[Exercise objective]: Would you please copy every line from the records that contains the word "range"?

....................

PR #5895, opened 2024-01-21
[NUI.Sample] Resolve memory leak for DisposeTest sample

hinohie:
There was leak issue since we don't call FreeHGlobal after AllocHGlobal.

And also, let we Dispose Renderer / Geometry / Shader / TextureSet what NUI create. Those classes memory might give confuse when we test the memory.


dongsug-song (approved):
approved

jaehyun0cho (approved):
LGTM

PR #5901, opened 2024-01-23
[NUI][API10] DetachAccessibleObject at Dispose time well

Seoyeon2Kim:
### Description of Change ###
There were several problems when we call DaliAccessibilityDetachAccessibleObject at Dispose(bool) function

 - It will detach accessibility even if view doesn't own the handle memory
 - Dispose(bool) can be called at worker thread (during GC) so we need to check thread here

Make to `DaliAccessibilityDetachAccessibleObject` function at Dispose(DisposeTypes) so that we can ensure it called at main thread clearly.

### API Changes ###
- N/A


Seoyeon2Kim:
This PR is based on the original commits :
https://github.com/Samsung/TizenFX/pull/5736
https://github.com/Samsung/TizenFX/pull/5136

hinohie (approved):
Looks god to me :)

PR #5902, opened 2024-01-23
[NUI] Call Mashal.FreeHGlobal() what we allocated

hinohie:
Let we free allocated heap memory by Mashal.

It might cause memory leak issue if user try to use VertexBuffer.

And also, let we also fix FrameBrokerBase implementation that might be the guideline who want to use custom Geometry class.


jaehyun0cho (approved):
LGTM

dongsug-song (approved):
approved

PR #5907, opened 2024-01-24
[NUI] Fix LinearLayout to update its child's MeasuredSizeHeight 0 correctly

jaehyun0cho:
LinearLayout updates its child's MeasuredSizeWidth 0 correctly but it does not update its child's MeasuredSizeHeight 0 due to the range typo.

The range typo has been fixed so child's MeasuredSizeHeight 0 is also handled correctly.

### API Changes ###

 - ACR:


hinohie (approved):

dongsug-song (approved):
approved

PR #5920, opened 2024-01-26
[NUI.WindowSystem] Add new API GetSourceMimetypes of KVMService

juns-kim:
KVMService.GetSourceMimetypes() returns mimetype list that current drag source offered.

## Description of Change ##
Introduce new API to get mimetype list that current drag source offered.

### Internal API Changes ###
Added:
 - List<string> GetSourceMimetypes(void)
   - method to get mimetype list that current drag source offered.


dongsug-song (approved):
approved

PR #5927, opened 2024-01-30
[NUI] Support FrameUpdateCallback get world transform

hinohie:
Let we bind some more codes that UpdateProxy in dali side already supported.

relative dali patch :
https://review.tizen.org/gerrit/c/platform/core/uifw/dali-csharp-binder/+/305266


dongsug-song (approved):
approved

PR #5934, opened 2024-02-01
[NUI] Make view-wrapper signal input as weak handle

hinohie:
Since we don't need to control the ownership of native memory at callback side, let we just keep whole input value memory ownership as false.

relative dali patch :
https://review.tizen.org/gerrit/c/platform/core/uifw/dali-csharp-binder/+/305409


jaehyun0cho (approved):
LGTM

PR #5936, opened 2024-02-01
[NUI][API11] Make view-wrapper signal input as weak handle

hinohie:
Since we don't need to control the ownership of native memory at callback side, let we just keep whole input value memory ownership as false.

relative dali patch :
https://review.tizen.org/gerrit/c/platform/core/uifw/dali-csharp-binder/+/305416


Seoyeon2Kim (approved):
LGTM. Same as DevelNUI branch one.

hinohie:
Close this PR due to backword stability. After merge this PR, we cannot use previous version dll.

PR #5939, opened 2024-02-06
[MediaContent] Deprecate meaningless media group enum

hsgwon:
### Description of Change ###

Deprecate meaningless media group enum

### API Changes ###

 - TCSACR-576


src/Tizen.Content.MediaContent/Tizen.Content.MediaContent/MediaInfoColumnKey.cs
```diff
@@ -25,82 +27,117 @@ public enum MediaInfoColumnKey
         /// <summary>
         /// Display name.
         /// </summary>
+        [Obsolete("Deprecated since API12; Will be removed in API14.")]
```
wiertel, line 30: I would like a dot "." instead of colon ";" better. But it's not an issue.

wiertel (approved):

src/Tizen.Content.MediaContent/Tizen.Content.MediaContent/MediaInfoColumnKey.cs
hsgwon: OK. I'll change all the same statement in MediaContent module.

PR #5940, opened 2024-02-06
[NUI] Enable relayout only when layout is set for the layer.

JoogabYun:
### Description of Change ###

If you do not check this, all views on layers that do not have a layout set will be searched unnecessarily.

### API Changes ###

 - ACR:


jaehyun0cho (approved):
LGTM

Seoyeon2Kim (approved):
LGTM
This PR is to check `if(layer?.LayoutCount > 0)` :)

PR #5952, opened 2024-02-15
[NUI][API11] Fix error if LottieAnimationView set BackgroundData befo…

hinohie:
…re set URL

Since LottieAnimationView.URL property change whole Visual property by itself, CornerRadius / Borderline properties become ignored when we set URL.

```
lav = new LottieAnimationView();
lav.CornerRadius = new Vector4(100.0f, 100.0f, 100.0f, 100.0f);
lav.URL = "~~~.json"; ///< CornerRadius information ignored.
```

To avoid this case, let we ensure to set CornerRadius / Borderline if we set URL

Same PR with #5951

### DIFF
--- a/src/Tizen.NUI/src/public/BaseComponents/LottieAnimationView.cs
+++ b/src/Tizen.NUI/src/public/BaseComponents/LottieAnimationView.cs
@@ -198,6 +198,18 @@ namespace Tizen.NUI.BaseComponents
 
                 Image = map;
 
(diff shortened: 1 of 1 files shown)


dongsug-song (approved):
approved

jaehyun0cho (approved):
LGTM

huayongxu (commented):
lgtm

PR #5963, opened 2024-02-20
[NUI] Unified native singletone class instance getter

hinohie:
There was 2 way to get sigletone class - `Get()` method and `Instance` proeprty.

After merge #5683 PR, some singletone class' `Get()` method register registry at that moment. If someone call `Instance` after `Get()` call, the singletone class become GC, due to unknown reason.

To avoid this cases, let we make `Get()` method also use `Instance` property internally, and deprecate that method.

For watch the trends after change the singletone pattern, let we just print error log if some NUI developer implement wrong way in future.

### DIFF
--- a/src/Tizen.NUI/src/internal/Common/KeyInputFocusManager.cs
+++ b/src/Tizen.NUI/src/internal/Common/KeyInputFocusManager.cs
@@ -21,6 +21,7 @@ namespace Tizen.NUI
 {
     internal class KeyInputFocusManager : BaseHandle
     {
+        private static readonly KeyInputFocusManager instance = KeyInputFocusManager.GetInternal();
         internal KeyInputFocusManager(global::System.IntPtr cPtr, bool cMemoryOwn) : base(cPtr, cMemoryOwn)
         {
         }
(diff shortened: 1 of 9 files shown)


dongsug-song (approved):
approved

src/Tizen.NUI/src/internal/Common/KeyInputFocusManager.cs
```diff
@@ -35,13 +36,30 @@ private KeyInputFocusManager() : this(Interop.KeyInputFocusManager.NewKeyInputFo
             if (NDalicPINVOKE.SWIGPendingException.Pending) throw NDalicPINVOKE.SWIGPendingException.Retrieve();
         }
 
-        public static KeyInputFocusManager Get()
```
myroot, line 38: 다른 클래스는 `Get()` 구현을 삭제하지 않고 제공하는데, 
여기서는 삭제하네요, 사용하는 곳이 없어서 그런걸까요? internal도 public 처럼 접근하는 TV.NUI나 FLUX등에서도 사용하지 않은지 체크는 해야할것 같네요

....................

[Your solution]:
LinearLayout updates its child's MeasuredSizeWidth 0 correctly but it does not update its child's MeasuredSizeHeight 0 due to the range typo.
The range typo has been fixed so child's MeasuredSizeHeight 0 is also handled correctly.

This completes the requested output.